(Collected data)

------------------------

Issue #515, opened 2023-12-19
Alerts and toasts - New buttons placement update


aguscruiz:
- [ ] Updated the alerts and toasts so they all have the same button placement now. Below the content itself. Not gonna be besides the content anymore 

https://www.figma.com/file/g8Z0q6TMPYDq6zXh9Y7LWD/%F0%9F%8C%8E-Universal?type=design&node-id=195%3A5635&mode=design&t=VHhtLpJltP9ac2IA-1

PR #524, opened 2024-01-10
[Alert]: moves actions to bottom of alert regardless of mode

AlanBreck:
Resolves https://github.com/brave/leo/issues/515


aguscruiz (commented):
Great! Looks good to me

fallaciousreasoning:
Are we sure this is what we want? It looks a bit odd for toast notifications
image

Also seems like the space is being reserved even if there are no buttons:
image

AlanBreck:
> Also seems like the space is being reserved even if there are no buttons:

I believe this is only a problem for the `AlertCenter` and shouldn't be hard to address.

src/components/alert/alert.svelte
```diff
@@ -19,6 +19,7 @@
   export let type: AlertType = 'error'
   export let mode: AlertMode = 'simple'
   export let isToast = false
+  export let hasActions = $$slots.actions
```
AlanBreck, line 22: Can't say I'm proud of this, but it's the only way I can see to avoid the empty space when no actions are present for the `<AlertCenter>` given that we can't wrap the `slot="actions"` in a conditional: https://github.com/brave/leo/blob/d296d0335219c8daa942829a28033fdcbd0552b7/src/components/alert/alertCenter.svelte#L101

src/components/alert/alert.svelte
```diff
@@ -68,22 +77,39 @@
...
     color: var(--default-text-color, var(--leo-color-text-primary));
     padding: var(--leo-spacing-xl);
     border-radius: var(--leo-radius-m);
     gap: var(--leo-spacing-xl);
     font: var(--leo-font-default-regular);
 
+    display: grid;
+    grid-template-columns: min-content 1fr;
+
+    &:has(.content-after) {
```
AlanBreck, line 89: How comfortable are we with `:has()`? Looks like most concerning would be Firefox for Android not supporting it yet.

https://caniuse.com/?search=%3Ahas

AlanBreck:
One problem that this surfaces, but does not introduce, is the super wide button in actions due to: https://github.com/brave/leo/blob/8399ec8d09bba37b84b4bceb43119d1b00d8eae5/src/components/button/button.svelte#L108-L110

Screenshot 2024-01-12 at 5 41 29 PM

Not sure of the best solution here.

src/components/alert/alert.svelte
fallaciousreasoning: I think, instead of doing this you could wrap the `<div slot="actions">` in `AlertCenter` in an `#if actions.length` block

fallaciousreasoning: Wait, why can't we wrap that in a conditional?

src/components/alert/alert.svelte
fallaciousreasoning: I think we're fairly comfortable with it, but @petemill to confirm.

src/components/alert/alert.svelte
AlanBreck: It's a big bummer, but Svelte doesn't allow it. Allegedly, `snippets` will solve this problem.

https://github.com/sveltejs/svelte/issues/5604#issuecomment-1808036921

Screenshot 2024-01-16 at 10 50 22 AM

fallaciousreasoning: Wow.... sometimes I really wonder if we should be using Svelte :laughing:

PR #543, opened 2024-02-13
Tokens and variables update 

aguscruiz:
Made a bunch of updates:
- Added a new component font style for large numbers
- Added a hard shadow effect (the actual shadow color is customizable)
- Tweaked the primary color values
- Added RORANGE colors (orange + red)
- Changed the hero gradient

Note for @fallaciousreasoning you can find and replace all Display/3 with Numbers/Large


petemill:
The redirection of cyrillic character sets to Inter should also apply to this new font (via @aguscruiz)

AlanBreck:
Potential blocker for this PR:
- [ ] Use of Flecha (uncertain if possible for browser)
- [ ] Number specific fonts
- [ ] Presence of `browser.variables.json`

AlanBreck:
```diff
-tokens/css/variables-universal.css: 55340 bytes
+tokens/css/variables-browser.css: 3407 bytes
```

fallaciousreasoning (dismissed):

fallaciousreasoning:
Storybook seems broken:
- https://543.pr.nala.bravesoftware.com/?path=/docs/tokens-browser-fonts--docs (fonts have an error)

AlanBreck:
@aguscruiz, just realizing that these versions use Flecha in the universal tokens.

fallaciousreasoning:
> Did we decide to ask that one of these shadows be removed?

I don't really remember. Lets leave it for now, or completely remove the token until we know how to deal with it.

> Also, did we decide we wanted the border baked into the shadow, or up to the consumer?

Let's leave it up the consumer. I think let's keep things as simple as possible for now.

> @aguscruiz, just realizing that these versions use Flecha in the universal tokens.

Okay, we better pull that out before we land.

aguscruiz:
> > Did we decide to ask that one of these shadows be removed?
> 
> I don't really remember. Lets leave it for now, or completely remove the token until we know how to deal with it.
> 
> > Also, did we decide we wanted the border baked into the shadow, or up to the consumer?
> 
> Let's leave it up the consumer. I think let's keep things as simple as possible for now.
> 
> > @aguscruiz, just realizing that these versions use Flecha in the universal tokens.
> 
> Okay, we better pull that out before we land.

@fallaciousreasoning @AlanBreck I was gonna remove it myself and commit but it seems you already did it right? I pulled in the latest and Flecha is gone

src/tokens/transformation/common/leoParser.js
```diff
@@ -2,14 +2,18 @@
...
+const universalVariables = require('../../universal.variables.json')
 const { TinyColor } = require('@ctrl/tinycolor')
 
 module.exports = {
   pattern: /\.json$/,
   parse: ({ filePath, contents }) => {
+    let layerVariables = {}
+    try {
+      layerVariables = require(`${filePath.split('.')[0]}.variables.json`)
+    } catch (_) {}
```
fallaciousreasoning, line 15:
```suggestion
    } catch {}
```

src/tokens/transformation/common/leoParser.js
```diff
@@ -30,12 +34,25 @@ module.exports = {
...
     // At the moment, we just whitelist a few color groups.
     const allowedGroups = ['elevation', 'primary', 'secondary']
-    const effectColors = allowedGroups
+    const universalEffectColors = allowedGroups
       .map((g) =>
-        Object.entries(variables.color['---light'][g]).map(([key, value]) => [
-          `${g}.${key}`,
-          new TinyColor(value.value).toHex8String()
-        ])
+        Object.entries(universalVariables.color['---light'][g]).map(
```
fallaciousreasoning, line 39: I really need to fix those prefixes in the variables exporter :laughing:

src/tokens/transformation/common/leoParser.js
```diff
@@ -30,12 +34,25 @@ module.exports = {
...
+            `${g}.${key}`,
+            new TinyColor(value.value).toHex8String()
+          ]
+        )
+      )
+      .flat()
+
+    const layerEffectColors = allowedGroups
+      .map((g) =>
+        Object.entries(layerVariables.color?.['---light']?.[g] || {}).map(
```
fallaciousreasoning, line 50: Maybe worth pulling this into a variable so when we change the name it only needs to be done in one place.

src/tokens/transformation/tailwind/formatFonts.js
```diff
@@ -16,8 +14,7 @@ module.exports = ({ dictionary }) => {
       fontClass += `-${t.attributes.state}`
     }
 
-    // Remove "desktop" and "browser" for typography
-    fontClass = stripTokenPrefix(fontClass)
+    fontClass = fontClass
```
fallaciousreasoning, line 17: nit: remove

src/tokens/transformation/common/leoParser.js
```diff
@@ -30,12 +34,25 @@ module.exports = {
     // export variable references in effects.
     // At the moment, we just whitelist a few color groups.
     const allowedGroups = ['elevation', 'primary', 'secondary']
-    const effectColors = allowedGroups
+    const universalEffectColors = allowedGroups
```
fallaciousreasoning, line 37: Maybe worth extracting this to a function we can reuse for `layerEffectColors` and `universalEffectColors`

src/tokens/transformation/common/leoParser.js
```diff
@@ -45,7 +62,9 @@ module.exports = {
         // Some entries are null in the style-dictionary export.
         if (!entry) continue
         const color = new TinyColor(entry.color).toHex8String()
-        const match = effectColors.find(([key, value]) => value === color)
+        const match =
```
fallaciousreasoning, line 65: Do you mind adding a comment about why we need to do this because I'm not going to remember :laughing:

fallaciousreasoning (approved):

src/tokens/transformation/common/leoParser.js
AlanBreck: I think abstracting to a function, as later suggested, solves this problem.

AlanBreck:
@fallaciousreasoning, output looks a little better, but seems that typography tokens in `variables.css` is still getting moved around?

fallaciousreasoning:
Interesting, I wonder why - looks like the new sort is slightly more accurate though

fallaciousreasoning (approved):
LGTM @AlanBreck - I was thinking about it some more, do you mind squashing this when you land? 

I'm thinking of it as a discrete tokens/variables update, so we can jump back to before/after this change. The parser changes are for this update, and don't necessarily make sense without it.

PR #555, opened 2024-02-15
Updated README.md

xylus11:
improved Readme for more readability and precison


fallaciousreasoning:
I think this is referring to the `tokens` part of the package, rather than the tokens themselves, so I don't think these changes are necessary.

PR #559, opened 2024-02-20
[Focus]: Set delegatesFocus on all components

fallaciousreasoning:
This delegates the focus to the first focusable element (or the element with `autofocus`) inside the shadowDOM when `.focus()` is called on the element.

I don't know if we want this for every component, but it does seem like a sensible default.

https://developer.mozilla.org/en-US/docs/Web/API/ShadowRoot/delegatesFocus

### DIFF
--- a/src/components/svelte-web.ts
+++ b/src/components/svelte-web.ts
@@ -117,7 +117,8 @@ export default function registerWebComponent(
       // especially when being rendered inside a Polymer dom-if. In this case,
       // we need to also clear the contents of the node, to ensure we don't
       // duplicate content.
-      const shadow = this.shadowRoot ?? this.attachShadow({ mode })
+      const shadow =
+        this.shadowRoot ?? this.attachShadow({ mode, delegatesFocus: true })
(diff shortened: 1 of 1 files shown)


AlanBreck:
> which may be undesirable if that element is not meant to be part of the tabbing order (for example, an element with tabindex="-1"), or if a more 'important' focusable element should receive initial focus (for instance, the first text field rather than the 'close' button which precedes it).

This seems like a caveat worth consideration. What are the negatives of _not_ doing this?

fallaciousreasoning:
The negatives of not doing this are that for elements like the Button, Input, Dropdown ect calling `.focus()` on the HTMLElement doesn't behave as expected.

However, it sounds like we might not want this for non `input type="..."` components? I dunno.

fallaciousreasoning:
FWIW, @tapanmodh's PR https://github.com/brave/brave-core/pull/22220 depends on this.

Maybe we need to come up with a way for components to opt in/out of this behavior?

AlanBreck (approved):

PR #566, opened 2024-02-21
[Focus]: Make elements focusable, with a more limited scope than #559

fallaciousreasoning:
Closes #559 

With this approach, elements can opt in to being focusable, as opposed to in #559 where we opt everything in.

### DIFF
--- a/src/components/radioButton/radioButton.svelte
+++ b/src/components/radioButton/radioButton.svelte
@@ -48,6 +48,11 @@
     currentValue = value
     dispatch('change', { value })
   }
+
+  let input: HTMLElement | undefined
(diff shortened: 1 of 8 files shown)


src/components/radioButton/radioButton.svelte
```diff
@@ -48,6 +48,11 @@
     currentValue = value
     dispatch('change', { value })
   }
+
+  let input: HTMLElement | undefined
+  export function focus(options: FocusOptions) {
+    input?.focus()
```
fallaciousreasoning, line 54:
```suggestion
  export function focus(options?: FocusOptions) {
    input?.focus(options)
```

PR #578, opened 2024-03-08

brave-support-admin:

- has a raster image element
- has a raster image element
- has a raster image element


AlanBreck (approved):

AlanBreck (approved):

fallaciousreasoning:
@aguscruiz looks like we've added a bunch of different spinner states - we don't actually need these in the code, as we just spin the loading indicator. Do you think we could remove them?

aguscruiz:
> @aguscruiz looks like we've added a bunch of different spinner states - we don't actually need these in the code, as we just spin the loading indicator. Do you think we could remove them?

Yeah sure! Just moved all the ones that are not the main component to another page

AlanBreck (approved):

PR #606, opened 2024-03-26
Add RTL support in Toggle and NavDots

fallaciousreasoning:
Currently, the Navdots and Toggle do some calculations with CSS properties which don't play nice with RTL. This fixes them.

### DIFF
--- a/src/components/navdots/navdots.svelte
+++ b/src/components/navdots/navdots.svelte
@@ -44,6 +44,14 @@
 </nav>
 
 <style lang="scss">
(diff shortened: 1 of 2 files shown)


AlanBreck (approved):
LGTM!

My only concern (without any ideas for a great solution) is that the values of `1` and `-1` don't correspond very nicely with `--leo-direction`.

fallaciousreasoning:
Yeah, not really sure what a better name would be :laughing:

PR #1620, opened 2024-06-09
[Hot Fix] WHY WERE THEY USING THE ONBJ FOR BOTH AAAA

theselfish:
WHY
WHO DONE THIS
WHY WERE THEY BOTH USING THE SAME DMI FOR ONMOB AND OBJ
## Changelog

:cl:
fix: Drill Hats ACTUALLY work.
/:cl:


Cyprex:
This doesn't remove any icons- were they completely missing originally?

theselfish:
> This doesn't remove any icons- were they completely missing originally?

Kinda.
At first, the objs were missing.
I fixed that, and accidentally removed the onmob since it was using the obj file for both.

PR #1623, opened 2024-06-10
Maybe fixes roundstart sometimes lagging

Maia-J:
See name


projectkepler-ru (commented):
oh that works? good to know

PR #1625, opened 2024-06-10
Reverts some nerfs to the bulldog

GoreDem:
## About The Pull Request
Removes the untoggleable burst fire and extremely long fire delay (the low fire delay was the thing that made it good) from the bulldog
Edit: Apparently the burst fire is toggleable, might add it back again to see how stupid the gun becomes with it

Also babby's first pr or second
I don't rmemeber

## Why It's Good For The Game
Bulldog is in a weird spot where it fires really slowly and has a burst on top of it so the burst accomplishes nothing, this was due to 2 prs nerfing/buffing it on SR/tg.

## Proof Of Testing
I have not tested this pr but it's like two lines

## Changelog

:cl:
add: buffed bulldog back to a usable state
/:cl:


AllCorruptingWyrm:
What are the stats compared to the bartender shotgun again?

GoreDem:
> What are the stats compared to the bartender shotgun again?
Doesn't matter but very much better

GoreDem:
> > What are the stats compared to the bartender shotgun again?
> 
> Doesn't matter but very much better

For reference: it has a double-decker magazine and a 1.2 damage MULTIPLIER, way slower firing speed and burst fire (this pr changes the latter two)

projectkepler-ru (changes requested):
do this upstream or do this modularly

GoreDem:
> do this upstream or do this modularly

How would I do it modularly? (Sorry babby's first pr)

projectkepler-ru:
> > do this upstream or do this modularly
> 
> How would I do it modularly? (Sorry, babby's first pr)

You can have the code path and the variable you want changed in a modular bubber folder

StrangeWeirdKitten:
Sure

PR #1626, opened 2024-06-10
[Ready] Exposed grilles start broken if they're connected to the powergrid (shocked grilles) because I saw someone get husked for lagging once.

BurgerLUA:
## About The Pull Request

Shocked grilles **spawned on map load** start broken. **This does not apply to grilles with windows on them.**

## Why It's Good For The Game

A dirty fix for maps that have shocked grilles randomly placed in maintenance. This is a catch-all solution that doesn't require map edits every time someone places a shocked grille in a location that shouldn't have it.

The problem with shocked grilles is that with recent power changes, touching one is guaranteed death. I think this is unfair to people with high ping.

This does not impact traitors who place shocked grilles in maint.

## Proof Of Testing

Draft because untested.

## Changelog

:cl: BurgerBB
balance: Shocked grilles spawned on map load start broken. This does not apply to grilles with windows on them.
/:cl:


Majkl-J (changes requested):
Invalid reasoning, your own changes to shock damage made it impossible for anyone to die, letalone get husked from grilles if they are conscious, they can only reliably kill you if you are in softcrit already.

Also you can't even get burn damage husked unless you are already dead
`if(((maxHealth - total_burn) < HEALTH_THRESHOLD_DEAD*2) && stat == DEAD )`
at `code/modules/mob/living/carbon/carbon.dm#L570`

Majkl-J (changes requested):
Also probably breaks non-station maps that use it as a mechanic, including the russian shuttle, and the deathmatch arena

BurgerLUA:
Linters are failing due to storyteller, otherwise this is good to merge.

theselfish:
Wouldn't this break pre-built ragecages on maps like Kilo and Delta?

projectkepler-ru (commented):
the reasoning doesn't seem very good? I don't think there's enough map where you'll die to electrified grille in maint due to lag for this to be warranting it

Majkl-J:
Conclusion is that this isn't really needed. Shocks can't even crit in one hit unless you are already injured, the reasoning is invalid, you yourself adjusted the formula for it to not kill you in one hit.

PR #1629, opened 2024-06-11
Disables Radiation Nebulas from occurring because something is seriously wrong with them.

BurgerLUA:
## About The Pull Request

Disables Radiation Nebulas from occurring because something is seriously wrong with them.

## Why It's Good For The Game

Something seems to be lagging the hell out of the server every time this trait occurs. Radiation storms tend to do it because they have to set the weather to every single station area, which causes intense lag.

Ignoring the lag, it's extremely painful to deal with and unfun that you have to go into maints every few minutes. Since our pop is usually high, medbay usually has to deal with 10+ people who got irritated because they didn't see the messages or the lag causes them to get fucked.

## Proof Of Testing

Untested. it should work.

## Changelog

:cl: BurgerBB
del: Disables Radiation Nebulas from occurring
/:cl:


IgiariValkyr:
I mean. I did say in round in OOC i was doing the storms on purpose on random chance because we were in a rad nebula. But the actual lag behind it is something that should be looked into, yes.

Majkl-J (changes requested):
Disable radstorms in general in the storyteller event overrides

StrangeWeirdKitten:
I'll test it out later.

nevimer:
is this still true?

BurgerLUA:
> is this still true?

Not sure tbh.

StrangeWeirdKitten:
Gameplay reason, the trait is fine and rather uncommon. I rarely see any sort of radiation storm. Lag reasons, I need to see an actual profiler (on the server) if this is the case. So if I see it, I'll look at it and try to get it fixed before outright removing it.

PR #1636, opened 2024-06-11
F3-LINE cyborg updates [Modularish]

pixelkitty286:
## About The Pull Request

Makes the sprite file resolutions from 64 x 32 to 32 x 32 for cat borgs

Makes 32 x 32 quadruped cybrogs into it's own borg type with it's own quadruped module of it's own.

Allows only station standard cat borgs to be hold able, non standard can not be held.

Adds code for cyborgs to indicate when they are being held.

Makes cyborg that are being held unable to interact items around them, they can still break free any time

This does not allow cyborgs with shape shifting to be picked up it only allows the REAL model to be held.

## Why It's Good For The Game

I've always wondered why can't I make cat borgs hold able and also make it so it don't have sweeping mechanical changes to the game so I came up with a way to allow them to be held disabling their abilities to interact with much wile being in a held state and being almost unbaggable.

Making the sprites 32 x 32 means they won't look so  offsetted when using things quite as often.

Cent Com don’t want you to know this but the the cat borgs on space station 13 are free you can take them home I have 458 cat borgs at home.

## Proof Of Testing

sc19jFbsn7

dreamseeker_mmNECEkkUe

## Changelog

:cl:
add: holding code for cyborgs
del: Old 32x32 F3-LINE sprites
image: 32x32 F3-LINE sprites
code: preventive flags to indicate when held
admin: Two robot traits added to the trait list
/:cl:


modular_zubbers/modules/borgs/code/robot_upgrade.dm
```diff
@@ -54,3 +54,39 @@
...
+
+/obj/item/borg/upgrade/squadrupedmodule/deactivate(mob/living/silicon/robot/borg, user = usr)
+	. = ..()
+	if(.)
+		return
+	borg.hasAffection = FALSE
+	for(var/obj/item/quadborg_tongue/quadtongue in borg.model.modules)
+		borg.model.remove_module(quadtongue, TRUE)
+	for(var/obj/item/quadborg_nose/quadnose in borg.model.modules)
+		borg.model.remove_module(quadnose, TRUE)
```
pixelkitty286, line 92: There is a reason I did this and that is the new method is not compatible with checking for traits this method is depreciated and should never be used else where.

modular_skyrat/modules/borgs/code/robot.dm
aKromatopzia, line 1: modifying skyrat code is iffy, do be careful with it and mark your changes for clarity

pixelkitty286: fixed thanks for the good catch

Redrover1760:
Could this apply to Roomba borgs too? They seem small enough.

pixelkitty286:
I LOVE WHEN FILE STRUCTURE CHANGES! :)))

------------------------

### REQUIREMENT
If a line in the data holds the string "border", copy that line.

### ANSWER AREA
     border-radius: var(--leo-radius-m);
> Also, did we decide we wanted the border baked into the shadow, or up to the consumer?
> > Also, did we decide we wanted the border baked into the shadow, or up to the consumer?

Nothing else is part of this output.